When security alerts popped up on my brother’s phone and mine, I figured it was Cru returning from the event. Instead, Eberly’s profile appeared.

“Shit,” I said under my breath, not surprised that she’d showed up. She was probably wondering what the fuck had happened since I took off within minutes of her bidding twenty-five grand for a date with me.

“What do you want to do, Bit?” Snapper asked.

“You can take off.”

My brother squeezed my shoulder. “You sure?”

I jerked away from him, which made my head throb more. “I’m fine.”

“I’ll check in tomorrow. Oh, and Eberly arrived.”

“Tell her to come in.”

I heard the two of them talking as I flicked the lights off in the kitchen and living room. I’d started a fire as soon as I got home earlier, and it was bright enough to illuminate the space. I dumped the rest of my beer in the sink, then turned around to face Eberly when she walked in.

“Hey,” I said, resting my hands on the counter. “Sorry about taking off like that.”

“It’s okay. Brix said you thought you saw someone.”

“I was mistaken.” I squeezed my eyes shut when the pain in my head got worse. When I opened them, she was standing beside me.

“What’s wrong?” she asked.

“Migraine.”

“Do you have a cold pack?”

“Yeah,” I muttered, pointing to the fridge.

“Does that help more, or does heat?”

“Both.” I couldn’t decide which stunned me more; that she’d asked or that I answered.

She opened the freezer, pulled out the pack, then grabbed one of the cans of iced coffee I kept on hand from the refrigerator. She held it up. “Will this help?”

“Sometimes.”

“Do you want to sit or lie down?”

I motioned to the living room, then held my hand out.

“Hang on. I want to wrap the pack in something, and I’ll pour the coffee into a glass. Go sit. I’ll only be a minute.”

“You have experience with migraines?” I asked.

“My mom had them often when she was sick. What about heat?”

“Bedroom. There’s a pad plugged in next to the bed.”

She handed me the cold pack she’d wrapped in a towel and set the coffee on the table.

“Where does it help the most?” she asked when she returned with the heating pad.

“Shoulders. There’s an outlet—”

“Shh. I’ve got this.”

Truth was every movement—even talking—hurt. “Bed might be better,” I said when I couldn’t find a comfortable position on the sofa. “You don’t have to stick around,” I added when I realized she was following me.

“I’ll help you get settled, then I’ll go.”

Eberly sat on the edge of the bed when I lay on my stomach.

She pressed the cold pack against the left side of my head and draped the heating pad over my shoulders.

I felt her hands move to the back of my neck, then her thumbs press on either side of the base of my skull while her fingers fanned and rested gently above them.

“Gates of consciousness,” I whispered as I felt the tension in my neck and shoulders loosen from the pressure of her thumbs.

It was the first time in the last year, when migraines plagued me sometimes several times a week, that anyone had recognized my pain or attempted to help me with it.

More, I’d never permitted anyone to do so. “Thanks,” I murmured.

“Shh,” she soothed, and within seconds, I fell asleep.

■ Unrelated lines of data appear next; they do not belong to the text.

PR #2033, opened 2020-02-11
fix model compression config validation

Cjkkkk:
fix model compression config validation.
rules:
only check op_types and op_names if they are in config file, skip checking otherwise.

### DIFF
--- a/src/sdk/pynni/nni/compression/torch/compressor.py
+++ b/src/sdk/pynni/nni/compression/torch/compressor.py
@@ -151,7 +151,13 @@ class Compressor:
             config = config.copy()
             # expand config if key `default` is in config['op_types']
             if 'op_types' in config and 'default' in config['op_types']:
-                config['op_types'].extend(default_layers.weighted_modules)
+                expanded_op_types = []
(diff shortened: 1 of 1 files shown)


src/sdk/pynni/nni/compression/torch/compressor.py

I woke periodically when she’d shift position or switched out the cold packs. Each time, I wanted to tell her again that she could leave, but I couldn’t bring myself to. Her touch was a balm like none I’d ever known.

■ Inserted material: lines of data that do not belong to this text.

PR #2044, opened 2020-02-12
Fix nnictl view command

SparkSnail:


tools/nni_cmd/nnictl.py
```diff
@@ -63,10 +63,11 @@ def parse_args():
     parser_resume.set_defaults(func=resume_experiment)
 
     # parse view command
-    parser_resume = subparsers.add_parser('view', help='view a stopped experiment')
-    parser_resume.add_argument('id', nargs='?', help='The id of the experiment you want to view')
-    parser_resume.add_argument('--port', '-p', default=DEFAULT_REST_PORT, dest='port', help='the port of restful server')
-    parser_resume.set_defaults(func=view_experiment)
+    parser_view = subparsers.add_parser('view', help='view a stopped experiment')
+    parser_view.add_argument('id', nargs='?', help='The id of the experiment you want to view')
```
xuehui1991: does here need "watch" paramter?

SparkSnail: There is no log when using view mode, have removed the parameter.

When I opened my eyes sometime in the middle of the night, the pain was gone but Eberly wasn’t.

Her right hand still rested on the base of my skull, but her left arm propped her head up, and she was sound asleep.

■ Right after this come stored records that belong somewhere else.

PR #2050, opened 2020-02-12
Fix windows pipeline timeout

chicm-ms:


examples/trials/cifar10_pytorch/main.py
```diff
@@ -176,6 +179,7 @@ def test(epoch):
 if __name__ == '__main__':
     parser = argparse.ArgumentParser()
     parser.add_argument("--epochs", type=int, default=200)
+    parser.add_argument("--batches", type=int, default=-1)
```
QuanluZhang: better to add comments to tell this argument is for integration test

xuehui1991: comment in teams

chicm-ms: Thanks, comments added.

Rather than wake her, I let my gaze linger on her beautiful face.

This would be the single time I would allow the woman to be in my bed, and I wasn’t ready for it to end.

I rolled over when daylight streamed through the window. By then, Eberly was no longer beside me. No doubt she’d already gone home. I rubbed my neck where her hand had been, knowing her absence was for the best, but wishing it wasn’t.